→ **TRY IT**
Lines below starting with the line with "pp_block = colon_separated_c in" and going on through the line with "reynir: I implemented" must be output exactly; the rest of the records must be left out.

- Opening Delimiter -

PR #134, opened 2022-11-15
support solo5 0.7.4 option --block-sector-size

hannesm:
//cc @reynir 

missing is a test case where a sector size is specified (and actually run that code).

### DIFF
--- a/command-line/albatross_cli.ml
+++ b/command-line/albatross_cli.ml
@@ -328,15 +328,35 @@ let colon_separated_c =
   and pp ppf (a, b) =
     Fmt.pf ppf "%s:%s" a (match b with None -> a | Some b -> b)
   in
+  parse, pp
+
+let block_c =
+  let parse_block, pp_block = colon_separated_c in
+  let parse s =
+    let ( let* ) = Result.bind in
+    match String.split_on_char '@' s with
+    | [ block ] ->
+      let* (name, device_name) = parse_block block in
+      Ok (name, device_name, None)
+    | [ block; sector_size ] ->
+      let* sector_size =
+        try Ok (int_of_string sector_size)
+        with Failure _ -> Error (`Msg "sector size must be an integer")
+      in
+      let* (name, device_name) = parse_block block in
+      Ok (name, device_name, Some sector_size)
+    | _ -> Error (`Msg "format is 'name[@sector-size]' or 'name:device-name[@sector-size]'")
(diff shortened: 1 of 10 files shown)


src/vmm_resources.ml
```diff
@@ -105,7 +105,7 @@ let use_blocks t name vm active =
   | [] -> t
   | blocks ->
     let block_names =
-      List.map (fun (bd, dev) ->
+      List.map (fun (bd, dev, _sector_size) ->
```
reynir, line 108: Maybe it could be interesting to be able to restrict sector sizes. For another pull request...

reynir (approved):
Looks good! I submitted a small change. I haven't tested it yet. Maybe we could warn against using a too large block size -- but then again I don't know exactly what is "too large".

src/vmm_resources.ml
reynir: I implemented the check in the client in https://github.com/roburio/albatross/pull/134/commits/48cfd63c297202ac6debaeb2e8ac292358e27000

command-line/albatross_cli.ml
```diff
@@ -328,15 +328,40 @@ let colon_separated_c =
...
+      let* (name, device_name) = parse_block block in
+      Ok (name, device_name, Some sector_size)
+    | _ -> Error (`Msg "format is 'name[@sector-size]' or 'name:device-name[@sector-size]'")
+  and pp ppf (a, b, c) =
+    Fmt.pf ppf "%a%a" pp_block (a, b) Fmt.(option ((any "@") ++ int)) c
+  in
   Arg.conv (parse, pp)
 
 let block =
   let doc = "Block device name (block or name:block-device-name)" in
```
reynir, line 360: This description needs to be updated. I will do that in a minute.

reynir:
I tested this branch using opam-mirror:

``` shell
$ albatross-client-local create opam-mirror ./mirror.hvt --block=tar:opam-mirror@4096 --net=service:mirbr0 --mem=256 --arg=--help
# and albatross-client-local console opam-mirror:
console 2022-11-16T10:10:00-00:00: solo5-hvt: Invalid option: `--block-sector-size:tar=4096'
```
Currently I'm waiting for solo5 0.7.4 to go through the builder queue for debian, but it looks good so far. The existing three unikernels came back up just fine after upgrading albatross. In the meantime I will fix the description of `--block`.

PR #137, opened 2022-11-18
Create any missing directories before a doing bind

samoht:


hannesm:
I don't think it is worth it. It complicates the code quite drastically, and suddenly there are `failwith` exceptions deep in code that is executed normally at runtime (where no exceptions are expected). In addition, albatross-console is the daemon to be started first which creates the `console.sock`, so that directory should be ensured to exist by albatross-console.

Maybe you could investigate and provide insight about albatross becoming a system package on your platform?

hannesm:
To elaborate a bit more on that topic:
- the albatross-daemon needs to be executed as superuser for creating virtual machines (at least on FreeBSD, but the systemd service script does the same atm)
- it is crucial that the `tmpdir` can be written to by the albatross user, so that albatross-console and albatross-stats can create sockets there (and also the vmmd.sock is writable by the albatross user)

Now, albatross-daemon doesn't know much about the albatross user (and as mentioned earlier, albatross-console needs to be started first), I'm not sure how this can work out. I'm pretty sure the `albatross` user is not able to consruct file and directories in `tmpdir/albatross/` (or can it on all platforms)?

samoht:
I'm running both daemons as my main user and setting `tmpdir` to `./tmp` - I probably will need superuser rights to create the taps but I'm not there yet. I am just running everything as a process so I don't need superuser rights to create virtual machines.

samoht:
> I don't think it is worth it. It complicates the code quite drastically, and suddenly there are failwith exceptions deep in code that is executed normally at runtime (where no exceptions are expected). In addition, albatross-console is the daemon to be started first which creates the console.sock, so that directory should be ensured to exist by albatross-console.

I agree that failing at runtime is not ideal - maybe I should move this during the daemon startup phase?

For `console.sock`, this should indeed be created by `albatross-console` but the first time I run `albatrossd` it failed, and I was confused why. I thought it was a good idea to give some hints on how to fix this (e.g. start `albatross-console` first)

hannesm:
> For `console.sock`, this should indeed be created by albatross-console but the first time I run albatrossd it failed, and I was confused why. I thought it was a good idea to give some hints on how to fix this (e.g. start albatross-console first)

That sounds like a good idea to improve the error message.

> I agree that failing at runtime is not ideal - maybe I should move this during the daemon startup phase?

That may be a solution, but as I tried to outline, there's some intricate ownership that I believe can't be setup from within albatross-daemon nor albatross-console

> I'm running both daemons under my user account (by just starting them on the command line) and setting tmpdir to `./tmp` - I probably will need superuser rights to create the taps but I'm not there yet. I am just running everything as a process so I don't need superuser rights to create virtual machines.

Ok, as you said, you'll likely need superuser rights for creating tap devices. Maybe not. Maybe there is also a path on Linux and/or FreeBSD to not require superuser privileges which I have not found (yet?).

samoht:
Closing this as it needs a more complete plan first

PR #139, opened 2022-11-23
improve error messages when socket binding fails, and when albatross_…

hannesm:
…daemon fails to connect to console socket

inspired by the report in #137


reynir (approved):

reynir:
Thanks, looks good

PR #141, opened 2022-11-28
debian packaging: add dependencies (gmp, libnl3)

### LINKED ISSUE #140: debian packaging: should libnl-3-dev and libnl-route-3-dev be a dependency?
since albatross-stats depends on these packages, and both ubuntu and debian use the same package names, shouldn't they be part of the dependencies in the packaging/debian subfolder? //cc @reynir

hannesm:
fixes #140 //cc @reynir

### DIFF
--- a/packaging/debian/control
+++ b/packaging/debian/control
@@ -8,6 +8,7 @@ Homepage: https://github.com/roburio/albatross
 Vcs-Browser: https://github.com/roburio/albatross
 Vcs-Git: https://github.com/roburio/albatross.git
 Architecture: all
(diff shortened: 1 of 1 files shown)


reynir:
Ideally we should depend on the non-dev variants. On debian 11 they are named `libnl-route-3-200` and `libnl-route-3-200` respectively. The `-200` part makes me worry the package names are not uniform across the debian/ubuntu variants. I will have to look into that.

I will merge this as this will fix the issue even if it's an overapproximation.

PR #142, opened 2022-11-29
More precise debian dependencies

reynir:
Follow-up of #141.

In [Debian](https://packages.debian.org/search?keywords=libnl&searchon=names&suite=all&section=all) it's called libnl-3-200 from oldoldstable through unstable.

- Closing Delimiter -

→ **RESPONSE BOX**
+  let parse_block, pp_block = colon_separated_c in
+  let parse s =
+    let ( let* ) = Result.bind in
+    match String.split_on_char '@' s with
+    | [ block ] ->
+      let* (name, device_name) = parse_block block in
+      Ok (name, device_name, None)
+    | [ block; sector_size ] ->
+      let* sector_size =
+        try Ok (int_of_string sector_size)
+        with Failure _ -> Error (`Msg "sector size must be an integer")
+      in
+      let* (name, device_name) = parse_block block in
+      Ok (name, device_name, Some sector_size)
+    | _ -> Error (`Msg "format is 'name[@sector-size]' or 'name:device-name[@sector-size]'")
(diff shortened: 1 of 10 files shown)


src/vmm_resources.ml
```diff
@@ -105,7 +105,7 @@ let use_blocks t name vm active =
   | [] -> t
   | blocks ->
     let block_names =
-      List.map (fun (bd, dev) ->
+      List.map (fun (bd, dev, _sector_size) ->
```
reynir, line 108: Maybe it could be interesting to be able to restrict sector sizes. For another pull request...

reynir (approved):
Looks good! I submitted a small change. I haven't tested it yet. Maybe we could warn against using a too large block size -- but then again I don't know exactly what is "too large".

src/vmm_resources.ml
reynir: I implemented the check in the client in https://github.com/roburio/albatross/pull/134/commits/48cfd63c297202ac6debaeb2e8ac292358e27000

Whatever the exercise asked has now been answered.